(Material to process)

PR #35, opened 2021-09-27
Adding JAX to setup.py as optional install

DanPuzzuoli:
### Summary

As per suggestion/instructions by @mtreinish , added JAX as optional install for dynamics in `setup.py`, so 

```
pip install "qiskit-dynamics[jax]"
``` 

should work. (For now though just did `pip install ".[jax]"` from local repo directory to test.)


setup.py
```diff
@@ -22,6 +22,9 @@
     "qiskit-terra>=0.16.0",
 ]
 
+jax_extras = ['jax>=0.2.21',
```
chriseclectic, line 25: Do we actually need the latest version of jax, or do the changes you made to fix the module for the latest version of jax still work with older versions?

DanPuzzuoli: I don't actually know - I believe CI is currently just installing the latest version though, so if we want to list older versions we should add them to the tests. What are your thoughts? I feel like there isn't much need at this stage, especially since it's the first release.

chriseclectic (approved):

PR #36, opened 2021-09-27
Update wrap function to avoid conditional checks

chriseclectic:
### Summary

This updates the `dispatch.wrap` function to avoid conditional checks within the function defs of the wrapped functions it returns when possible. It also adds an extra kwarg to `wrap` that allows disabling the recursive wrapping of function arguments (which is enabled by default). Disabling this may also give performance improvements for compatible functions.

### Details and comments

Originally the hope was to return wrapped functions as a class instance with a call method that could be inspected to return the original function, and details about the wrapped, however this caused several tests to fail that used jax jit and grad functions on model evaluation. 

I'm not sure how to fix this so just added in the refactor code for the wrapped functions to move the conditional checks outside the function definitions instead. This increases the verbosity of the source code, but should help improve performance if these wrapped functions are ever called in a performance intensive loop since the functions themselves do less conditional checking.

### DIFF
--- a/qiskit_dynamics/dispatch/wrap.py
+++ b/qiskit_dynamics/dispatch/wrap.py
@@ -18,70 +18,6 @@ from typing import Callable
 from .array import Array
 
 
-class WrappedFunction:
-    """Class for storing wrapped array backend functions to work with Arrays."""
-
-    def __init__(
-        self,
-        func: Callable,
-        wrap_return: bool = True,
-        wrap_args: bool = True,
-        decorator: bool = False,
-    ):
-        """Wrap an array backend function to work with Arrays.
-
-        Args:
-            func: a function to wrap.
-            wrap_return: If ``True`` convert results that are registered array
-                        backend types into Array objects (Default: True).
-            wrap_args: If ``True`` also wrap function type args and kwargs of the
-                   wrapped function.
-            decorator: If ``True`` the wrapped decorator function ``func`` will
-                    also wrap the decorated functions (Default: False).
-        """
-        self._func = func
-        self._wrap_return = wrap_return
-        self._wrap_args = wrap_args
-        self._decorator = decorator
-
-        if decorator:
-            self._wrapped_func = _wrap_decorator(func, wrap_return=wrap_return, wrap_args=wrap_args)
-        else:
-            self._wrapped_func = _wrap_function(func, wrap_return=wrap_return, wrap_args=wrap_args)
-
-    def __call__(self, *args, **kwargs):
-        """Evaluate the wrapped function."""
-        return self._wrapped_func(*args, **kwargs)
-
-    def __repr__(self):
-        ret = "WrappedFunction"
-        ret += f"\n decorator: {self._decorator}"
-        ret += f"\n wrap_return: {self._wrap_return}"
-        ret += f"\n wrap_args: {self._wrap_args}"
-        ret += f"\n func: {repr(self._func)}"
-        return ret
-
-    @property
-    def func(self):
-        """The original function."""
-        return self._func
-
-    @property
-    def decorator(self):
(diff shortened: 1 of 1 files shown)


qiskit_dynamics/dispatch/wrap.py
```diff
@@ -125,3 +69,150 @@ def wrapped_function(*args, **kwargs):
         return result
 
     return wrapped_function
+
+
+def _wrap_args(args):
+    """Return wrapped args"""
+    return tuple(_wrap_array_function(x) if isinstance(x, FunctionType) else x for x in args)
```
DanPuzzuoli, line 76: Should this do: `... else Array._wrap(x) ...`?

qiskit_dynamics/dispatch/wrap.py
```diff
@@ -125,3 +69,150 @@ def wrapped_function(*args, **kwargs):
...
+
+
+def _wrap_kwargs(kwargs):
+    """Return wrapped kwargs"""
+    return dict(
+        (key, _wrap_array_function(val)) if isinstance(val, FunctionType) else (key, val)
```
DanPuzzuoli, line 82: similar to above, `... else (key, Array._wrap(val)) ...`?

DanPuzzuoli (commented):
I've commented in two places about something I'm not sure about:

Should `_wrap_args` and `_wrap_kwargs` not be doing some `Array` wrapping of the arguments that are registered array types if the arg/kwarg isn't a `FunctionType`?

Maybe not something to worry about for now, but i'm wondering if you think we should have this stuff handle "pytrees" - not sure how common this terminology is but the JAX documentations uses this term to refer to nested python containers (lists, tuples, dicts) whose base data is JAX arrays. `jit`, `grad`, etc... all work on functions whose arguments are pytrees, rather than just functions whose arguments are arrays. I guess this would require doing some recursion on the args/results.

qiskit_dynamics/dispatch/wrap.py
DanPuzzuoli: I guess I have this backwards, it's supposed to remove `Array` wrapping here right?

DanPuzzuoli: Ah sorry I realize now how the `__qiskit_array__` method is being used now at the beginning after reading the docs update. Disregard this comment!

qiskit_dynamics/dispatch/wrap.py
DanPuzzuoli: Disregard this for the same reason as above.

qiskit_dynamics/dispatch/wrap.py
```diff
@@ -18,86 +18,30 @@
 from .array import Array
 
 
-def wrap(func: Callable, wrap_return: bool = True, decorator: bool = False) -> Callable:
+def wrap(
+    func: Callable, wrap_return: bool = True, wrap_args: bool = True, decorator: bool = False
+) -> Callable:
     """Wrap an array backend function to work with Arrays.
```
DanPuzzuoli, line 24: Can you expand on this to more explicitly say how it sets up the function to "work with arrays"? I.e. add a sentence or two explaining that it unwraps `Array`-type arguments (or anything with `__qiskit_array__`) and wraps the results.

DanPuzzuoli (changes requested):
Disregard my previous review - I was getting a bit mixed up by some stuff that was cleared up when I read your dispatch docs PR.

Aside from the doc and my following question looks good:

Can you explain the intended difference between `decorator` and `wrap_args` arguments (or how they interact)? It seems they are both for recursive wrapping of arguments that are functions. Could I equally well use `wrap(jit, wrap_args=True)` and `wrap(jit, decorator=True)`?

PR #49, opened 2021-10-22
Add RK4 fixed step solver and parallelized JAX fixed step solvers

DanPuzzuoli:
### Summary

The goal of this PR is to:
- Add jax and numpy-based RK4 fixed step solver
- Add a new "fixed step LMDE solver template" for JAX that uses parallel operations, i.e. all time-steps are integrated simultaneously in parallel using `vmap`.
    - This is specific to LMDEs as it assumes that structure for the parallelization to work.
    - This method works by simulating the full propagator over each time-step in parallel, then multiplying them all together (also in parallel, using `jax.lax.associative_scan`). A consequence of this is that, if the user wants to simulate only a single state, this approach will actually be more expensive than serial computations (in terms of linear algebraic operations), and may not be worth the parallelization. However, if a user wants to simulate the full propagator itself, then no additional computational cost is created.
- Using the above, add jax parallel versions of both RK4 and expm solvers.

### Details and comments

Currently implemented the jax parallel template, the jax parallel expm solver, and have added tests for the parallel expm solver derived directly from the already existing tests for expm solvers through inheritance. The template code currently assumes that `y0` is square, so it needs to be expanded, but the tests are passing so this is a good start!

To do:
- ~Generalize the parallel template to accept non-square `y0`.~
    - ~Test!~
- ~Add RK4 solvers~
    - ~Test! (Can probably abstract out content of expm tests.)~
- Add proper interface access to new solvers through `solve_lmde` and `solve_ode`.
    - Add some higher level tests for these.
    - Update documentation.
- Check if update necessary in module docs.


qiskit_dynamics/solvers/solver_functions.py
```diff
@@ -84,8 +95,15 @@ def solve_ode(
     - ``scipy.integrate.solve_ivp`` - supports methods
       ``['RK45', 'RK23', 'BDF', 'DOP853', 'Radau', 'LSODA']`` or by passing a valid
       ``scipy`` :class:`OdeSolver` instance.
-    - ``jax.experimental.ode.odeint`` - accessed via passing
-      ``method='jax_odeint'``.
+    - ``'RK4'``: A fixed-step 4th order Runge-Kutta solver.
```
chriseclectic, line 98: What is the difference between RK4 and RK45? Is the scipy RK45 not fixed step?
I wonder if we should use some naming convention so you can tell which methods are fixed step and which aren't.

qiskit_dynamics/solvers/solver_functions.py
```diff
@@ -84,8 +95,15 @@ def solve_ode(
...
+      Requires additional kwarg ``max_dt``, indicating the maximum step
+      size to take. This solver will break integration periods into even
+      sub-intervals no larger than ``max_dt``, and step over each sub-interval
+      using the standard 4th order Runge-Kutta integration rule.
+    - ``'jax_RK4'``: JAX-version of ``'RK4'``, implemented using JAX
```
chriseclectic, line 103: "JAX looping logic" is pretty vague for a method description. Probably either just something like "JAX backend implementation of RK4 method." or could specifically say if it automatically uses jit/autograd in the method or not.

qiskit_dynamics/solvers/solver_functions.py
```diff
@@ -174,14 +196,22 @@ def solve_lmde(
...
+    - ``'scipy_expm'``: A fixed-step matrix-exponential solver using ``scipy.linalg.expm``.
+      Requires additional kwarg ``max_dt`` indicating the maximum step
       size to take. This solver will break integration periods into even
-      sub-intervals no larger than ``max_dt``, and solve over each sub-intervals via
+      sub-intervals no larger than ``max_dt``, and solve over each sub-interval via
       matrix exponentiation of the generator sampled at the midpoint.
     - ``'jax_expm'``: JAX-implemented version of ``'scipy_expm'``, with the same arguments and
       logic.
-
+    - ``'jax_expm_parallel'``: Same as ``'jax_expm'``, however all loops are implemented using
```
chriseclectic, line 206: Is there any reason to have a separate method for these, rather than just making "parallel" a kwarg option for these jax methods that you can set to True or False?

chriseclectic (commented):
I can't remember if we looked into this in the past, but I'm wondering if the scipy fixed step solvers should be implemented as custom `OdeSolver` for `solve_ivp` or if that didn't work or was too difficult.

qiskit_dynamics/solvers/solver_functions.py
DanPuzzuoli: I think this is a good idea. One slightly awkward thing though is that `jax_RK4_parallel` is an LMDE method, whereas `jax_RK4` is an ODE method, in the sense that, even though RK4 is an ODE method, the approach to parallelization is based on LMDE structure.

This will require a change in how `solve_lmde` delegates to `solve_ode`; right now it assumes that the list of methods available in each has no overlap, and now we'll need to do some checking based on additional kwargs. I think this is fine, but will just increase the complexity of that step a little bit.

qiskit_dynamics/solvers/solver_functions.py
DanPuzzuoli: Changed it to your suggestion. We don't jit anything automatically in dynamics so I won't say anything about this.

qiskit_dynamics/solvers/solver_functions.py
DanPuzzuoli: Yeah RK4 is a fixed step method, but RK45 is a variable step method that I believe uses 4th order runge kutta to take steps, but also computes 5th order runge kutta and compares to 4th order as part of it's routine for adjusting step size.

Turns out it's possible to actually "hack" the scipy RK45 with kwargs to behave like RK4, by just setting the tolerances insanely large and setting the `max_step` to whatever step size you want (described in comments [here](https://stackoverflow.com/questions/54494770/how-to-set-fixed-step-size-with-scipy-integrate)). I initially thought we could maybe drop the `RK4` method because of this, though `solve_ivp` will still be performing error checkign computations, which serve no purpose in this case, so maybe it's still worth keeping it.

DanPuzzuoli:
Before proceeding with this PR we need to do some speed testing of the parallelized JAX solvers on both CPU and GPU.

I've just tried some test cases with CPU on my laptop, and what I'm seeing is:
1. `jax_expm` is consistently faster than `jax_expm_parallel`. Not by too much, e.g. 10s v.s. 13s for a large system with a ton of time-steps, but it does seem to be consistent (even when varying system size and number of time steps). Watching the CPU usage, it seems like `jax_expm` keeps usage consistently high, whereas `jax_expm_parallel` has periods during which the CPU usage drops. 
2. `jax_rk4_parallel` is insanely slower than `jax_rk4`.

I've even tried writing some smaller toy functions to strip out all of the other stuff going on in dynamics, and the above behaviour is the same.

@brosand  is going to run the same tests on a GPU, to see if this is an XLA CPU v.s. GPU utilization efficiency issue, or if the usage of `vmap` and `associative_scan` (as opposed to serially doing everything with `scan`) is really worth it or not.

brosand:
Following up with the results of the GPU testing:

For `jax_expm` we do observe a speedup with `jax_expm_parallel`, when run on a GPU, specifically a `v100`. With dimension 70, we see jitted times of 2 s for the serial function and 130-150 ms for the parallel solver. 

For the `rk4` solver, on the same gpus with d=40, we see a 10 second run time for the jitted serial solver, and then 700ms run time for the jitted parallel solver.

It seems like both the parallel and serial solvers are highly accelerated by the gpus. However the parallel solver becomes even faster than the serial solver once it has access to gpus.

qiskit_dynamics/solvers/solver_functions.py
DanPuzzuoli: I'm now of the mind that this should remain as is - just tried changing it and due to RK4 being an ODE method, but the parallel version is an LMDE method, it makes the logic to check when `solve_lmde` delegates to `solve_ode` very weird. (E.g. we will need to add `jax_RK4` to the list of both `solve_ode` and `solve_lmde` methods.) The current way feels a little less elegant but a lot simpler/obvious.

DanPuzzuoli:
Based on the CPU v.s. GPU speed issues with these solvers, added a sentence to the description of each parallel solver that we recommend only using it with GPU.

DanPuzzuoli:
One more thing to add to this PR, as suggested by @brosand : 

While the addition to the doc string that the parallel solvers are only intended for GPU is good, it doesn't seem like quite enough to discourage their use on CPU. The `jax.default_backend()` command can be used to determine if JAX is going to cpu or gpu to execute, so we can add a line in the parallel solver template that raises a warning if `jax.default_backend() == 'cpu'`.

chriseclectic (approved):
LGTM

(End Material to process)

# Activity:
Give again only the lines of the material above that run from the one with "DanPuzzuoli: I'm now" through the end, both included, exactly as they appear.

# Completed task:
DanPuzzuoli: I'm now of the mind that this should remain as is - just tried changing it and due to RK4 being an ODE method, but the parallel version is an LMDE method, it makes the logic to check when `solve_lmde` delegates to `solve_ode` very weird. (E.g. we will need to add `jax_RK4` to the list of both `solve_ode` and `solve_lmde` methods.) The current way feels a little less elegant but a lot simpler/obvious.

DanPuzzuoli:
Based on the CPU v.s. GPU speed issues with these solvers, added a sentence to the description of each parallel solver that we recommend only using it with GPU.

DanPuzzuoli:
One more thing to add to this PR, as suggested by @brosand : 

While the addition to the doc string that the parallel solvers are only intended for GPU is good, it doesn't seem like quite enough to discourage their use on CPU. The `jax.default_backend()` command can be used to determine if JAX is going to cpu or gpu to execute, so we can add a line in the parallel solver template that raises a warning if `jax.default_backend() == 'cpu'`.

chriseclectic (approved):
LGTM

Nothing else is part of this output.